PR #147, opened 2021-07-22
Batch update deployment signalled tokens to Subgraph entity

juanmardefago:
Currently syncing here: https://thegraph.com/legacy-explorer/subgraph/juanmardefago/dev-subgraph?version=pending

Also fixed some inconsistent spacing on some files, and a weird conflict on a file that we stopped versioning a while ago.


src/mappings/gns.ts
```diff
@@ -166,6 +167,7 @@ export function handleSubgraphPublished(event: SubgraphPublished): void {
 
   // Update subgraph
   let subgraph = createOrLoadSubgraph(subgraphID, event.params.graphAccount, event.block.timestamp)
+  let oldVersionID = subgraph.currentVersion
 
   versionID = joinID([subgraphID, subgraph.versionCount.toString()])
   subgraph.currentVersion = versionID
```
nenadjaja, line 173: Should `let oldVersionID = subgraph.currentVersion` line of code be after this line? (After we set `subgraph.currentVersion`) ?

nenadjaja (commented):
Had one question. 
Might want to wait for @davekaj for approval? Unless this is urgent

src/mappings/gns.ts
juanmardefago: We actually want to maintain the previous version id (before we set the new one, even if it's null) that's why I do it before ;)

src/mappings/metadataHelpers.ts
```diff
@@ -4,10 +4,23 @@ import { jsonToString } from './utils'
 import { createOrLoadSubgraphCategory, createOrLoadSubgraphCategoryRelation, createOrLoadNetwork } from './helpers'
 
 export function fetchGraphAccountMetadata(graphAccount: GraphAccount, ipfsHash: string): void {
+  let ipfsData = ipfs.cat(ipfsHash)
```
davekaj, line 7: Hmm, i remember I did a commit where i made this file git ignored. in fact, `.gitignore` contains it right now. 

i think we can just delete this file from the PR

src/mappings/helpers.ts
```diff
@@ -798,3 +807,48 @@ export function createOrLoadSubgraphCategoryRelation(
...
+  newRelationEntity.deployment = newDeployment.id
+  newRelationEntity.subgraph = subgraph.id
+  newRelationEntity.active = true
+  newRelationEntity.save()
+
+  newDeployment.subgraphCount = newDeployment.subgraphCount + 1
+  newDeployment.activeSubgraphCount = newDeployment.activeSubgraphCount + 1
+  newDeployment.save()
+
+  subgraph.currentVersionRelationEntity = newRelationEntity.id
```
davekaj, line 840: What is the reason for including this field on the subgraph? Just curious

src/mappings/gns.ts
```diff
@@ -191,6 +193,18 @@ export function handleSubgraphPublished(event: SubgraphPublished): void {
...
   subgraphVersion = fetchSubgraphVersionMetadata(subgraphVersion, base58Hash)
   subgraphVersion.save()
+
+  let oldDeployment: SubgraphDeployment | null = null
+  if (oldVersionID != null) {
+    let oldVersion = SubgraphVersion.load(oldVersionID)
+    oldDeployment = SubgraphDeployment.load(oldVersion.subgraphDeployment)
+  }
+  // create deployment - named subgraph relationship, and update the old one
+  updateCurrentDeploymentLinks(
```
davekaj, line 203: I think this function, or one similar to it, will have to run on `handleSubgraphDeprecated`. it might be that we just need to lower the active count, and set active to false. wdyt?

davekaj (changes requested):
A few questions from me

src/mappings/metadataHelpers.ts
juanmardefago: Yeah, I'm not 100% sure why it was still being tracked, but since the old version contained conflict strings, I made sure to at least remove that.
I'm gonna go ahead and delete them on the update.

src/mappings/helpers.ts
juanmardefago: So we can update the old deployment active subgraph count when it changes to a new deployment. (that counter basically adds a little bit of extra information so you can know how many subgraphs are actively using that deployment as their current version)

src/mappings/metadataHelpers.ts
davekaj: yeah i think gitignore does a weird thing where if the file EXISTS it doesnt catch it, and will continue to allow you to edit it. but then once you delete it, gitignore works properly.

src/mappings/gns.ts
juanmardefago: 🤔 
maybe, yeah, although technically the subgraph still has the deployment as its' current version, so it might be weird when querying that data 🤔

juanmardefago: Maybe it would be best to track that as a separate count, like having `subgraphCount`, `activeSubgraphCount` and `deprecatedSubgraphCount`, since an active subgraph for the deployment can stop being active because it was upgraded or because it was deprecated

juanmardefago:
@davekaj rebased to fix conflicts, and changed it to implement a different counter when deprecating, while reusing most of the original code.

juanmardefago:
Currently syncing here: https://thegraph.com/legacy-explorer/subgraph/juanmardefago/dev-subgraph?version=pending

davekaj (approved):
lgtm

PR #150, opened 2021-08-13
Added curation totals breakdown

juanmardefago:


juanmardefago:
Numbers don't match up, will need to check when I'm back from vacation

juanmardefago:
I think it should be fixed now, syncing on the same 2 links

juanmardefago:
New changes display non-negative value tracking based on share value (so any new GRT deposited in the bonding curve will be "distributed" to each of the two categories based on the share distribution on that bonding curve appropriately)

- - - - - - -

Pull every line with "while" from the records.

__RESPONSE__.
Also fixed some inconsistent spacing on some files, and a weird conflict on a file that we stopped versioning a while ago.
@davekaj rebased to fix conflicts, and changed it to implement a different counter when deprecating, while reusing most of the original code.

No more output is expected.